BEGIN

PR #760, opened 2016-09-01
#687 - Allow symbols in props

### LINKED ISSUE #687: Allow usage of symbols in props
Currently you cannot - but should be able to - do:

```js
const sym = Symbol();
skate.define('x-test', {
  props: {
    [sym]: {}
  }
});
```

mcorbanini:
Add support for Symbols in props. Make use of `createSymbol` function which fallback returning the argument used as the Symbol's description if it is not supported in the current browser.

fixes #687


src/lifecycle/props-init.js
```diff
@@ -14,14 +14,18 @@ function getInitialValue(elem, name, opts) {
   return typeof opts.initial === 'function' ? opts.initial(elem, { name }) : opts.initial;
 }
 
+function getPropNamespace(name) {
```
treshugart: 👍 thanks :)

treshugart: You could abstract this further into a data function for namespaced props rather than having to repeat the `getPropNamespace()` call.

src/util/get-all-keys.js
```diff
@@ -0,0 +1,10 @@
+
+export default function keys(obj, enumerable = false) {
```
treshugart: I know it may exist in the code elsewhere, but I've been a fan of not falling into the [boolean trap](https://ariya.io/2011/08/hall-of-api-shame-boolean-trap) and using an options object instead.

You could define this as:

```js
keys(obj, { enumerable = false });
```

src/util/get-all-keys.js
```diff
@@ -0,0 +1,10 @@
...
+  let listOfKeys = [
+    ...Object[enumerable ? 'getOwnPropertyNames' : 'keys'](obj),
```
treshugart: This will probably turn it into an `Array.from()` call and we currently don't import the polyfill. That said, the `Object` methods should return an `Array` anyways, right? Do we even need to spread here?

src/util/symbols.js
```diff
@@ -1,9 +1,13 @@
-export const connected = '____skate_connected';
-export const created = '____skate_created';
-export const name = '____skate_name';
-export const props = '____skate_props';
-export const ref = '____skate_ref';
-export const renderer = '____skate_renderer';
-export const rendering = '____skate_rendering';
-export const rendererDebounced = '____skate_rendererDebounced';
-export const shadowRoot = '____skate_shadowRoot';
+function createSymbol(name) {
```
treshugart: Nice!

treshugart: I'd be a fan of randomly generating a string here, even if it's done simply so you don't have to pass it in everywhere.

treshugart:
Nice work, @mcorbanini! Great to see this PR come in.

src/util/get-all-keys.js
zzarcon: Both `getOwnPropertyNames` and `keys` return an array as result, so I think @treshugart is right:

```javascript
const listOfKeys = Object[enumerable ? 'getOwnPropertyNames' : 'keys'](obj);
```
Also **const** is maybe more correct here? later we can just do

```javascript
listOfKeys.push(...Object.getOwnPropertySymbols(obj))
```

Instead of mutating the variable?

treshugart: `push()` mutates, too, so seems like one evil for another.

zzarcon: You are right, sorry I meant mutating the reference ^^. Which I think it's more aligned when using **const** isn't?

src/util/get-all-keys.js
mcorbanini: I agree. Will change that.

src/util/get-all-keys.js
mcorbanini: Thanks for the feedback! Yes, this was a leftover of a previous commit, since I was creating an array like ```[...array1, ...array2]```.
Now it doesn't makes much sense so I agree on just having 
```javascript 
const listOfKeys = Object[enumerable ? 'getOwnPropertyNames' : 'keys'](obj);
``` 

and afterwards, if it meets the condition, will push the symbols as @zzarcon suggest:
```javascript 
listOfKeys.push(...Object.getOwnPropertySymbols(obj))
```

src/util/symbols.js
mcorbanini: For sure!

src/util/get-all-keys.js
```diff
@@ -1,10 +1,9 @@
...
-export default function keys(obj, enumerable = false) {
-  let listOfKeys = [
-    ...Object[enumerable ? 'getOwnPropertyNames' : 'keys'](obj),
-  ];
+export default function keys(obj, { enumerable = false } = {}) {
+  const method = enumerable ? 'getOwnPropertyNames' : 'keys';
+  const listOfKeys = Object[method](obj);
   if (typeof Object.getOwnPropertySymbols === 'function') {
-    listOfKeys = listOfKeys.concat(Object.getOwnPropertySymbols(obj));
+    listOfKeys.push(...Object.getOwnPropertySymbols(obj));
```
treshugart: nit: using concat is declarative and doing something like:

```js
return typeof Object.getOwnPropertySymbols === 'function' ?
  listofKeys.concat(Object.getOwnPropertySymbols(obj)) :
  listOfKeys;
```

would be a more functional way of doing it.

mcorbanini: Yes you are right there, thanks!

src/util/symbols.js
mcorbanini: @treshugart Actually, do we need to add a description to a `Symbol`?  Is it mostly useful for debugging, but if we create a random string, and you are in a context where Symbol is not supported, it will be difficult to know. Maybe we can keep those since they are more descriptive ?

test/unit/api/props.js
```diff
@@ -5,6 +5,7 @@ import { props } from '../../../src/index';
 
 describe('api/props', () => {
   let elem;
+  const secret = typeof Symbol === 'function' ? Symbol('secret') : 'secret';
```
joscha: use `createSymbol` here?

mcorbanini: Yes, will need to add that to a `util` then.

src/util/createSymbol.js
```diff
@@ -0,0 +1,3 @@
+export default function createSymbol(description) {
```
treshugart: File name: `createSymbol` -> `create-symbol`

treshugart: Maybe should write a test for this?

treshugart:
Hmm, I just re-ran the build after updating master. 1.3.0 released fine fro, all tests passing in IE9+ but seems one of the tests here is failing in IE10? Maybe worth re-running after you've finished any work you have left.

treshugart:
lgtm once the build's green

test/unit/util/get-all-keys.js
```diff
@@ -0,0 +1,40 @@
...
+
+  it('should return symbol keys from an object', () => {
+    const secret = createSymbol('secret');
+    expect(keys({ foo: 1, [secret]: 2 }))
+      .to.have.lengthOf(2)
+      .and.to.deep.equal(['foo', secret]);
+  });
+
+  describe('when enumerable option is set', () => {
+    const obj = {};
```
bengummer: This could just be `let obj;` and then inside the `beforeEach` block it can be

```js
obj = {};
Object.defineProperties(obj, {
  foo: { enumerable: true, value: 1 },
  bar: { enumerable: false, value: 2 },
})
```

Probably no side effects the way it is, but safer + clearer to redefine each time.

test/unit/lifecycle/properties.js
```diff
@@ -41,26 +41,15 @@ describe('lifecycle/property', () => {
...
-
-    elem.removeAttribute('test1');
-    elem.removeAttribute('test2');
-
-    expect(elem.test1).to.equal('test1');
-    expect(elem.test2).to.equal('test2');
-
-    expect(elem.getAttribute('test1')).to.equal(null);
-    expect(elem.getAttribute('test2')).to.equal(null);
+    ['test1', 'test2'].forEach(value => {
```
bengummer: could add a Symbol prop in this test as well

bengummer:
2 optional comments, lgtm 🎉

src/util/get-all-keys.js
```diff
@@ -0,0 +1,7 @@
+
+export default function keys(obj = {}, { enumerable = false } = {}) {
+  const listOfKeys = Object[enumerable ? 'getOwnPropertyNames' : 'keys'](obj);
```
nadiam84: Shouldn't this be the other way around? 
```
!enumerable ? 'getOwnPropertyNames' : 'keys'
```

test/unit/util/get-all-keys.js
```diff
@@ -0,0 +1,40 @@
...
+    beforeEach(() =>
+      Object.defineProperties(obj, {
+        foo: { enumerable: true, value: 1 },
+        bar: { enumerable: false, value: 2 },
+      })
+    );
+
+    describe('to false', () => {
+      it('should not return enumerable keys', () =>
```
nadiam84: It tests the exact opposite of the description. If it should not return enumerable keys, then only the 'bar' should be returned.
Why btw you want to return non-enumerables only? Why not 'enumerables' and 'all'?

src/util/get-all-keys.js
mcorbanini: True, it's confusing because the first one returns non-enumerable and enumerable. And the second one only enumerable. Will change that for consistency.

test/unit/util/get-all-keys.js
mcorbanini: It's just a bad name for a flag in this case 👅 
Code using this function now, was using either one of those methods. Once I change the `enumerable` flag will change the test for sure 👍

test/unit/lifecycle/properties.js
mcorbanini: 👍

src/util/get-all-keys.js
treshugart: Might be good to invert the clause for readability so your mind doesn't have to invert the variable value.

mcorbanini: @treshugart @nadiam84 `getOwnPropertyNames` give you all props enum and non-enum. `keys` only give you enum. What do you guys think to just rename the boolean flag to `enumOnly` or `onlyEnumerable` (help with the name) and flip the return values (`enumerable ? 'keys' : 'getOwnPropertyNames'`) ?

treshugart: 👍

nadiam84: like `enumOnly`

test/unit/lifecycle/properties.js
mcorbanini: Already discussed about this, and we shouldn't be able to add a symbol `attribute: true` property. So it doesn't make sense to add a test here with symbol prop. Check #687

joscha:
LGTM

joscha:
LGTM

treshugart:
let's try this again: lgtm

joscha:
LGTM

joscha:
I've reran these tests numerous times now - BrowserStack seems to time out every single time - maybe some connection timeout needs to be increased?

lukebatchelor:
:shipit:

treshugart:
lgtm

joscha:
wohoo!

PR #767, opened 2016-09-05
Fix case where event is not emitted outside of the shadow dom in Chrome 53 (native v1 shadow dom)

craigpetchell:
This fails for Chrome (53.0.2785), passes for Firefox (48.0.0), so needs a fix to move forward.

**DO NOT MERGE** if you want a green build. :)

### DIFF
--- a/src/api/emit.js
+++ b/src/api/emit.js
@@ -10,11 +10,16 @@ const CustomEvent = ((Event) => {
 })(window.CustomEvent);
 
 function createCustomEvent(name, opts = {}) {
-  if (CustomEvent) {
-    return new CustomEvent(name, opts);
+  let e;
+  if (Event) {
+    e = new Event(name, opts);
+    if (opts.detail) {
+      Object.defineProperty(e, 'detail', { value: opts.detail });
+    }
+  } else {
+    e = document.createEvent('CustomEvent');
+    e.initCustomEvent(name, opts.bubbles, opts.cancelable, opts.detail);
   }
-  const e = document.createEvent('CustomEvent');
-  e.initCustomEvent(name, opts.bubbles, opts.cancelable, opts.detail);
   return e;
 }
 
@@ -24,6 +29,9 @@ export default function (elem, name, opts = {}) {
   }
   if (opts.cancelable === undefined) {
     opts.cancelable = true;
+  }
+  if (opts.composed === undefined) {
+    opts.composed = true;
   }
   return elem.dispatchEvent(createCustomEvent(name, opts));
 }
--- a/src/api/emit.js
+++ b/src/api/emit.js
@@ -13,7 +13,7 @@ function createCustomEvent(name, opts = {}) {
   let e;
   if (Event) {
     e = new Event(name, opts);
-    if (opts.detail) {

END

Lines containing the word "then" must all be returned from the material above.

mcorbanini: Yes, will need to add that to a `util` then.
bengummer: This could just be `let obj;` and then inside the `beforeEach` block it can be
nadiam84: It tests the exact opposite of the description. If it should not return enumerable keys, then only the 'bar' should be returned.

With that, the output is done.